Muschelkalk verhält sich im Wasser fast neutral, und hat nach drei Jahren alle "ausdünstungen" hinter sich. 

Gruß Tobias


----------



## Teichforum.info (24. Apr. 2003)

*Muschelkalk*

Hallo Tobias,

Muschelkalk "dünstet" nicht aus,sondern löst sich im Wasser auf,
und das geht so lange bis sich der Stein aufgelöst hat.

Kalk versucht IMMER den PH-Wert nach oben zu drücken,gut wenn 
man dann Stoffe im Wasser hat die das Gegenteil bewirken.


----------



## Teichforum.info (25. Apr. 2003)

*Steine*

Hallo Rainer,

die Steine die ich beim Teichbau verwende, hole ich aus dem Wald,
mindestens 200 Meter vom Waldrand entfernt.
Sie müssen einzeln liegen,von Moosen bewachsen sein und keine
scharfen Kanten mehr besitzen.Auch sollten es "gesunde" Steine
sein.Also keine Steine die man leicht zerbrechen kann.
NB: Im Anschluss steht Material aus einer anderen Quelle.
PR #580, opened 2024-01-02
Stash plugin calls init-config & added unit test

joereuss12:
Stash plugin will now call init-config on startup so it can get the configured timeouts and log levels as well as any other default/environment configuration. Added a unit test to test functionality of stashPluginMain as well as this new fix.

### DIFF
--- a/cmd/plugin.go
+++ b/cmd/plugin.go
@@ -70,6 +70,7 @@ func init() {
 }
 
 func stashPluginMain(args []string) {
+	config.InitConfig()
 	err := config.InitClient()
 	if err != nil {
 		log.Errorln(err)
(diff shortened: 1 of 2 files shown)


joereuss12:
@haoming29 and/or @jhiemstrawisc If you guys have time, can you try to run my test and figure out what error code/syscall error message Mac receives for this: `Failed to sync output file: sync /dev/stdout: operation not supported by device`

The line is question is 
`if errors.As(err, &perr) && errors.As(perr.Unwrap(), &serr) && (int(serr) == 1 || serr == syscall.EINVAL) {`

We should be going through this if statement, just add the condition for `serr` when found. If you guys have any questions or need me to elaborate more let me know.

bbockelm (approved):
LGTM.

Change in the default log level should be fine as long as HTCondor invokes the multi-file plugin (which should be always true here).

Issue #111, opened 2023-09-07
Implement namespace issuer auto-discovery


bbockelm:
Currently, when the director wants to download the public keys for an origin, it queries the namespace issuer directly.  See: https://github.com/PelicanPlatform/pelican/blob/main/director/origin_api.go#L139-L150

Instead, we should implement "openid-configuration"-style auto-discovery: revisit the code [around here](https://github.com/PelicanPlatform/pelican/blob/main/namespace-registry/registry.go#L704-L714) to reimplement `.well-known`-based lookup while keeping backward compatibility -- the current URL can still serve up the public keys.

bbockelm:
Since this one is purely internal - and we're running low on v7.1.0 time, I'm pushing this to the v7.2.0 milestone.

bbockelm:
@jhiemstrawisc - since this has repeatedly gotten pushed back, I'd like to prioritize it for 7.5.0.

PR #583, opened 2024-01-02
Update ns key discovery to follow openid-style lookups

jhiemstrawisc:
Previously, namespace keys were fetched by hardcoding the issuer jwks relative to the namespace.
Now we conform to openid-style lookups by fetching the JSON located at
<registry url>/api/v2.0/registry/metadata/<namespace>/.well-known/namespace-configuration
and following the URL associated with the `jwks_uri` key. Currently this is still the same key path
in all instances that I'm aware of, but in theory this could be expanded to point to other locations.
We can also expand this namespace-configuration JSON to include additional information as needed.

The architecture of this PR is that a GET request to the namespace-configuration url mentioned above
should dynamically generate the JSON with `jwks_uri` key and associated value. The value is used throughout
and assigned the issuer URL in various places where we need to create a token on behalf of themnamespace.

### DIFF
--- a/director/origin_api.go
+++ b/director/origin_api.go
@@ -176,6 +176,11 @@ func VerifyAdvertiseToken(ctx context.Context, token, namespace string) (bool, e
 		return false, err
 	}
 
+	keyLoc, err := GetJWKSURLFromIssuerURL(issuerUrl)
+	if err != nil {
+		return false, err
+	}
+
 	var ar NamespaceCache
 
 	// defer statements are scoped to function, not lexical enclosure,
@@ -202,7 +207,7 @@ func VerifyAdvertiseToken(ctx context.Context, token, namespace string) (bool, e
 	if ar == nil {
 		ar = jwk.NewCache(ctx)
 		client := &http.Client{Transport: config.GetTransport()}
-		if err = ar.Register(issuerUrl, jwk.WithMinRefreshInterval(15*time.Minute), jwk.WithHTTPClient(client)); err != nil {
+		if err = ar.Register(keyLoc, jwk.WithMinRefreshInterval(15*time.Minute), jwk.WithHTTPClient(client)); err != nil {
 			return false, err
 		}
 		namespaceKeysMutex.Lock()
@@ -216,8 +221,8 @@ func VerifyAdvertiseToken(ctx context.Context, token, namespace string) (bool, e
 		}
 
 	}
-	log.Debugln("Attempting to fetch keys from ", issuerUrl)
-	keyset, err := ar.Get(ctx, issuerUrl)
+	log.Debugln("Attempting to fetch keys from ", keyLoc)
+	keyset, err := ar.Get(ctx, keyLoc)
 
 	if err != nil {
 		return false, err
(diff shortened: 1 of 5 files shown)


jhiemstrawisc:
Closes #111

haoming29:
I'm holding off reviewing this PR as there are major changes done in #613 which will cause significant merge conflict with this PR, and with #613 merged in, you might need also to downgrade the API version to be compatible, but I like the idea to have a conformed way to do the look up. Let's talk about how to proceed @jhiemstrawisc

jhiemstrawisc:
@haoming29, sounds good. Let's focus on getting #613 in, and then I can revisit this to see what still makes sense.

director/origin_api.go
```diff
@@ -260,18 +263,49 @@ func VerifyDirectorTestReportToken(strToken string) (bool, error) {
...
+	if registryUrlStr == "" {
+		return "", errors.New("federation registry URL is not set and was not discovered")
+	}
+	registryUrl, err := url.Parse(registryUrlStr)
 	if err != nil {
 		return "", err
 	}
-	namespace_url.Path, err = url.JoinPath(namespace_url.Path, "api", "v2.0", "registry", "metadata", prefix, ".well-known", "issuer.jwks")
+
+	registryUrl.Path, err = url.JoinPath(registryUrl.Path, "api", "v2.0", "registry", "metadata", prefix, ".well-known", "namespace-configuration")
```
haoming29, line 282: I think this should be changed to `url.JoinPath(registryUrl.Path, prefix, ".well-known", "openid-configuration")`

First because this is what's defined in [OIDC RFC](https://openid.net/specs/openid-connect-discovery-1_0.html#rfc.section.4) that the `./well-known/openid-configuration` MUST be concatenated directly to the hostname, and the name must be `/openid-configuration`

Fortunately, per OIDC spec, we _can_ append a path before the `./well-known` for multi-tenant use case where a single issuer can serve multiple tenants based on their requested path prefix. It fits perfect into our scenario that we can append the namespace prefix before `./well-known`. It should look like `https://registry.com:9999/test/prefix/.well-known/openid-configuration`.

To do the route matching, we can first check is the path `HasSuffix` with `/.well-known/openid-configuration`, then check if it doesn't have a prefix `/api` or `/view` or any other static resources. If it does, then it's not meant for this purpose. 

The caveat for this is that we will unfortunately hit the `wildcard hell` at the top level where we need to handle the wildcard matching plus all additional routes under root path in the wildcard handler like we did [here](https://github.com/PelicanPlatform/pelican/blob/3caae35f06cd96ae97c2afca51a470b98c060010/registry/registry.go#L646)

haoming29:
Hey @jhiemstrawisc How are we doing here? It feels like there are lots of related work done to the registry that causes considerable amount of merge conflict to this PR, and I thought it'd be beneficial to have it closed soon.

director/origin_api.go
```diff
@@ -271,18 +274,49 @@ func VerifyDirectorTestReportToken(strToken string) (bool, error) {
...
+
+	registryUrl.Path, err = url.JoinPath(registryUrl.Path, "api", "v1.0", "registry", prefix, ".well-known", "openid-configuration")
 	if err != nil {
-		return "", err
+		return "", errors.Wrapf(err, "failed to construct namespace-configuration lookup URL for prefix %s", prefix)
+	}
+
+	// Get/parse the namespace-configuration JSON to lookup key location
+	client := &http.Client{Transport: config.GetTransport()}
+	originConfig, err := client.Get(registryUrl.String())
```
haoming29, line 300: Do we want to consider backward compatibility and fallback option here? At least for OSDF it doesn't seem to have such an endpoint

haoming29 (approved):
LGTM. Only concern from me is about backward compatibility. I'm taking extra caution because it bit us before, but let me know how you think about it and if Brian has some idea.

Issue #564, opened 2023-12-29
Topology/Authfile generation


bbockelm:
In the OSDF, parts of the namespace are managed via X509 client certificates and not tokens.  The X509-based authentication is authorized via entries in the Authfile.

We consider the X509-based authentication deprecated and don't want to collect X509-based information in the Pelican registry.  However, to migrate the OSDF off the legacy packaging before these legacy authentication cases are retired (which might be quite awhile!), we will need to still support these Authfile entries.

Accordingly, when in "OSDF mode" and generating the cache's Authfile, we should query topology for additional X509-related Authfile entries and merge those authorizations in.  @matyasselmeci already has a Python-based script for performing these queries -- we just need to convert it to golang and embed into Pelican.

matyasselmeci:
This is the script that we currently use: https://github.com/opensciencegrid/xcache/blob/V3-branch/src/authfile-update

matyasselmeci:
By the way this issue says Authfile but OSDF caches/origins also pull their scitokens.conf from Topology. Is there another issue for doing the same generation for scitokens.conf?

bbockelm:
The Authfile covers X509 which I don't plan to port into the core of Pelican.  It's OSDF specific and once it's not in topology, we will drop it.

For scitokens.cfg, the director should be importing info from topology and the caches ought to generate the correct info.  I believe there are some open issues along these lines - all things I'm hoping to resolve before 7.5.

matyasselmeci:
and the cache/origin will download scitokens.cfg from the director instead of Topology? I assume it has to be on disk so xrootd-scitokens will see it...

turetske:
Just to confirm, this task is just for the cache's Authfile, not any other configuration file from from topology.

jhiemstrawisc:
Closed by #738

PR #584, opened 2024-01-03
systemd service files and corresponding configs for Pelican services and Pelican-based OSDF services.

### LINKED ISSUE #331: Add pelican-server RPM
Forked from #246: add an RPM named "pelican-server" that contains systemd unit files for starting Pelican services.

matyasselmeci:
This will resolve #331 

The osdf-cache and osdf-origin services are meant as a replacement for the 'stash-cache-auth' and the 'stash-origin-auth' xrootd instances of xcache, so they listen on the authenticated ports (8443 for the cache and 1095 for the origin).


systemd/osdf-cache.yaml
```diff
@@ -0,0 +1,24 @@
...
+Logging:
+  Level: "Error"
+Federation:
+  DiscoveryUrl: osg-htc.org
+  DirectorUrl: https://director-origins.osg-htc.org
+  TopologyNamespaceURL: https://topology.opensciencegrid.org/osdf/namespaces
+Server:
+  TLSCertificate: /etc/grid-security/xrd/xrdcert.pem
+  TLSKey: /etc/grid-security/xrd/xrdkey.pem
+  TLSCACertificateDirectory: /etc/grid-security/certificates
```
bbockelm, line 11: For OSDF, we shouldn't be using the IGTF distribution but the system CAs.

systemd/osdf-cache.service
```diff
@@ -0,0 +1,9 @@
+[Unit]
+Description = Pelican service osdf-cache
+After = network.target nss-lookup.target
+
+[Service]
+ExecStart = /usr/bin/pelican --config /etc/pelican/osdf-cache.yaml cache serve
```
bbockelm, line 6: Let's use a binary named OSDF.  That turns on a bunch of default configs and other internal code paths.

systemd/osdf-cache.yaml
```diff
@@ -0,0 +1,24 @@
+Debug: false
+Logging:
+  Level: "Error"
+Federation:
+  DiscoveryUrl: osg-htc.org
+  DirectorUrl: https://director-origins.osg-htc.org
+  TopologyNamespaceURL: https://topology.opensciencegrid.org/osdf/namespaces
+Server:
+  TLSCertificate: /etc/grid-security/xrd/xrdcert.pem
```
bbockelm, line 9: Is there not a better system location?

systemd/osdf-cache.yaml
```diff
@@ -0,0 +1,24 @@
...
+  TLSKey: /etc/grid-security/xrd/xrdkey.pem
+  TLSCACertificateDirectory: /etc/grid-security/certificates
+  EnableUI: false
+#  Hostname: f.q.d.n
+Xrootd:
+  Sitename: TOPOLOGY_RESOURCE_NAME
+  ManagerHost: redirector.osgstorage.org
```
bbockelm, line 16: Next three lines are unnecessary if in OSDF mode. Let's remove them.

systemd/osdf-cache.yaml
```diff
@@ -0,0 +1,24 @@
...
+  SummaryMonitoringHost: xrd-report.osgstorage.org
+  DetailedMonitoringHost: xrd-mon.osgstorage.org
+  Mount: "/mnt/osdf"
+  Port: 8443
```
bbockelm, line 20: Can be dropped. Overridden by Cache.Port.

systemd/osdf-director.service
```diff
@@ -0,0 +1,9 @@
+[Unit]
+Description = Pelican service osdf-director
+After = network.target nss-lookup.target
+
+[Service]
+ExecStart = /usr/bin/pelican --config /etc/pelican/osdf-director.yaml director serve
```
bbockelm, line 6: For topology integration to work, needs to be named osdf.

systemd/osdf-director.yaml
```diff
@@ -0,0 +1,17 @@
...
+  TLSCertificate: /etc/grid-security/xrd/xrdcert.pem
+  TLSKey: /etc/grid-security/xrd/xrdkey.pem
+  TLSCACertificateDirectory: /etc/grid-security/certificates
+#  Hostname: f.q.d.n
+Xrootd:
+  Sitename: TOPOLOGY_RESOURCE_NAME
+  ManagerHost: redirector.osgstorage.org
+  SummaryMonitoringHost: xrd-report.osgstorage.org
+  DetailedMonitoringHost: xrd-mon.osgstorage.org
+  Mount: "/mnt/osdf"
```
bbockelm, line 17: Not needed for the director process.

systemd/osdf-director.yaml
```diff
@@ -0,0 +1,17 @@
...
+Federation:
+  DiscoveryUrl: osg-htc.org
+  TopologyNamespaceURL: https://topology.opensciencegrid.org/osdf/namespaces
+Server:
+  TLSCertificate: /etc/grid-security/xrd/xrdcert.pem
+  TLSKey: /etc/grid-security/xrd/xrdkey.pem
+  TLSCACertificateDirectory: /etc/grid-security/certificates
+#  Hostname: f.q.d.n
+Xrootd:
+  Sitename: TOPOLOGY_RESOURCE_NAME
```
bbockelm, line 13: Not used by the director, just things that use xrootd.  Can remove.

systemd/osdf-director.yaml
```diff
@@ -0,0 +1,17 @@
+Debug: false
+Logging:
+  Level: "Error"
```
bbockelm, line 3: Default values, I think.  Can be removed.

systemd/osdf-director.service
```diff
@@ -0,0 +1,9 @@
+[Unit]
+Description = Pelican service osdf-director
+After = network.target nss-lookup.target
+
+[Service]
```
bbockelm, line 5: For all these systemd services - should we provide a sysconfig-style file to make overrides via env var easier?

systemd/osdf-origin.yaml
```diff
@@ -0,0 +1,24 @@
...
+  EnableUI: false
+#  Hostname: f.q.d.n
+Xrootd:
+  Sitename: TOPOLOGY_RESOURCE_NAME
+  ManagerHost: redirector.osgstorage.org
+  SummaryMonitoringHost: xrd-report.osgstorage.org
+  DetailedMonitoringHost: xrd-mon.osgstorage.org
+  Mount: "/mnt/osdf"
+  Port: 1095
+#  Authfile: /run/stash-origin-auth/Authfile
```
bbockelm, line 20: Let's remove commented-out lines (or add a comment about what they're for).

bbockelm (changes requested):
Systemd services look mostly fine - just the question about whether we should also provide a sysconfig-based override.

The bigger question is about the config files. For the most part, what's filled in here is the same as the code defaults - my inclination would be to drop them.

Once you drop the defaults, then there are really only one or two settings.  At that point, is it better to just have a single pelican.yaml/osdf.yaml shared by all services?

Obviously, Pelican needs to add a config.d-style system ASAP.  If we assume one is done in February, does this change any of the approaches here?

matyasselmeci:
The reason I had all those options even though they're the defaults is they're the most likely ones for the admin to change and I don't want them to have to go back and forth to the documentation to figure out which ones they are. I plan to add explanatory comments as well (but I will need help writing some of them).

systemd/osdf-origin.yaml
matyasselmeci: The plan is to do the latter.

systemd/osdf-director.service
matyasselmeci: For systemd services, admins should be making changes by editing the config instead of setting environment variables. But sure, I can add a sysconfig file for knobs that can't be set otherwise; it would be especially useful if we could use that sysconfig file for both the systemd-based and the supervisord-based services.

systemd/osdf-origin.yaml
matyasselmeci: Actually for now I'm going to uncomment them since we're going to need them until #564 is implemented.

systemd/osdf-cache.yaml
matyasselmeci: Not really. There's no 'standard' location for a host cert; Let's Encrypt puts the cert/key in `/etc/letsencrypt/live/$domain` for example. At least `/etc/grid-security/xrd/xrdcert.pem` is backward compatible with xcache-based cache/origin configurations; I can pick something else like `/etc/pelican/{cert,key}.pem` for the registry, director, and non-osdf configs.

systemd/osdf-director.service
matyasselmeci: I added EnvironmentFiles in `/etc/sysconfig/SERVICE`.

matyasselmeci:
I think this is ready for another look. For the service files, I added sysconfig files, restarting on failure, and using a working directory we'll be able to write core files to. (The RPM will handle creating that directory.)

For the configs, I added comments describing many of the options. Biggest change is to have log files (`/var/log/osdf-cache.log`, `/var/log/pelican-registry.log`, etc.) instead of logging to the systemd journal. The osdf-* services now start the `osdf` binary so I was able to drop some options.

bbockelm (approved):
General approach is OK.  I'm still ambivalent on having separate config files per service versus a shared one.  I can see pros and cons for both directions.  I'm going to defer to your experience here.

Approved!  Let's get this in and move on to the RPM piece.

systemd/osdf-director.service
```diff
@@ -0,0 +1,12 @@
...
+EnvironmentFile = -/etc/sysconfig/osdf-director
+ExecStart = /usr/bin/osdf --config /etc/pelican/osdf-director.yaml director serve
+Restart = on-failure
+RestartSec = 20s
```
brianhlin, line 9: I see your commit removing the working dir for the director/registry but it's not clear to me why they don't need it

systemd/osdf-cache.yaml
```diff
@@ -0,0 +1,28 @@
+## Enable Debug to send detailed logs, including XRootD logs, to the log file
+# Debug: false
+Logging:
+  LogLocation: /var/log/osdf-cache.log
+  ## Valid Levels are Trace, Debug, Info, Warning, Error, Fatal and Panic.
+  # Level: "Error"
```
brianhlin, line 6: Not really related to this PR but do logs also go to the journal or just to the location here?

brianhlin (commented):
Minor comments, the big one being the standard cert location.

I wish we could consolidate the service files down to 1 or 2. Maybe we could use the following vars?

```
       ├───────────┼─────────────────────────────────────────────────────┼──────────────────────────────────────────────────────────────────────┤
       │ "%i"      │ Instance name                                       │ For instantiated units this is the string between the first "@"      │
       │           │                                                     │ character and the type suffix. Empty for non-instantiated units.     │
       ├───────────┼─────────────────────────────────────────────────────┼──────────────────────────────────────────────────────────────────────┤
       │ "%p"      │ Prefix name                                         │ For instantiated units, this refers to the string before the first   │
       │           │                                                     │ "@" character of the unit name. For non-instantiated units, same as  │
       │           │                                                     │ "%N".                                                                │
       ├───────────┼─────────────────────────────────────────────────────┼──────────────────────────────────────────────────────────────────────┤
```

And have users run something like `systemctl start pelican@director`? I think the only thing that would prevent that is that the director/registry don't have a working dir specified and the cache/origin do

brianhlin:
Mat and I discussed the split of systemd files and its affect on packaging and appropriate location for OSDF vs Pelican bits (we feel that OSG Software should package OSDF bits in a downstream metapackage). For the time being, this split of packages is ok and should allow for flexible future changes.

Mat convinced me that `pelican@director` isn't the right UX as it's not exactly an instance but I could see an interface like `pelican-director@osdf` or something like that in the future. 

I think the cert location is the only thing that is left to address here before a merge.

systemd/osdf-cache.yaml
matyasselmeci: Only to the log location.

systemd/osdf-director.service
matyasselmeci: I suppose the director/registry can core dump too.

Most service files don't have a WorkingDirectory set; either the services run as root (in which case they can write their core files to `/`), or they run as non-root (in which case they start in their home directories and can write core files there). The reason we have to specify it in this case is that pelican starts as root but then spawns xrootd with reduced privileges (without changing the directory first).

systemd/osdf-cache.yaml
```diff
@@ -0,0 +1,28 @@
...
+  TLSCertificate: /etc/grid-security/xrd/xrdcert.pem
+  TLSKey: /etc/grid-security/xrd/xrdkey.pem
+  ## Use TLSCACertificateDirectory instead of TLSCACertificateFile to support auth from grid clients
+  TLSCACertificateFile: /etc/pki/tls/certs/ca-bundle.crt
+  # TLSCACertificateDirectory: /etc/grid-security/certificates
+  EnableUI: false
+  ## Set Hostname to the external DNS name this can be accessed over, if
+  ## different than the current hostname.
+  # Hostname:
+Xrootd:
```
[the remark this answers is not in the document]
matyasselmeci: re. cert location: I guess your google-fu is better than mine: I didn't find a good standard last time I looked. FWIW, we need a cert/key with permissions for the xrootd user to read.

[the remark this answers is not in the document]
matyasselmeci: more re. cert location: Also the page you linked mentioned a directory but not a file name -- that is, it said the cert should be named after the FQDN; obviously I can't put that in the default config, not knowing what it is.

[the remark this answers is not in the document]
brianhlin: I think I prefer mostly aligning with best practices, e.g. `/etc/pki/tls/certs/pelican.{crt,key}`, than maintaining the old-world order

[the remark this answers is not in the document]
matyasselmeci: Fine. #743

So kann ich mir einigermaßen sicher sein daß ich den Teich nicht 
zusätzlich dünge.
Dann werden die Steine mit Wasser und einer Wurzelbürste gesäubert.
Bei stärkeren,fest anhafteten Verschmutzung nehme ich zum Wasser
Sand dazu.
Die Jap. Gartenbauer nehmen bei großen Steinen,die außerhalb des Teiches aufgestellt werden,mit Wasser verdünnten Kuh-Mist und streichen
damit die Steine ein.Das bewirkt daß sich Moose und Flechten schneller
auf den Steinen ansiedeln.Dabei muß man aber Sorge tragen,daß
keinesfalls die Mist-Wasser-Mischung durch Regen abgewaschen wird
und in den Teich gespült wird.


----------



## Teichforum.info (28. Apr. 2003)

*Flußkies*

Hallo
Könnte man nicht auch Flußkies nehmen denn gibts bei unseren Baustoffhändler super Billig und auch in verschiedenen Größen.Bei mir stellt sich die Frage was nehme ich für die Ufergestaltung und könnte man denn nicht auch im Teichgrund mit einbringen.Baue grade meinen ersten Teich und wäre für Tips dankbar.
MfG Mario


----------



## Teichforum.info (28. Apr. 2003)

Hallo

bin grad über die Bemerkung gestolpert "Sand als Bodengrund"  :bindagegen:  ????
Ich erinnere mich mit Schrecken an 7 Schubkarren Schlick die ich aus meiem Teich rausgelöffelt hab :buhu: , und könnte mir deshalb nicht vorstellen daß ich nochmal irgendwas kleineres als Steine freiwillig in den Teich reintue. Ich binn aber lernfähig  .Wie sieht es mit der Verschlickung von Sand aus? Wie schaffe ich es den Sand auszutauschen?


----------



## Teichforum.info (28. Apr. 2003)

*Sand ?*

Hallo Rainer,

Sand ist der Beste Bodengrund,ein Spielplatz für die Fische.
Die Fische wühlen den Sand durch,Mulm ist leichter wie Sand und setzt
sich dann auf dem Sand ab.Bei Steinen als Bodengrund landet der Mulm
in den Ritzen zwischen den Steinen und gammel dort vor sich hin. 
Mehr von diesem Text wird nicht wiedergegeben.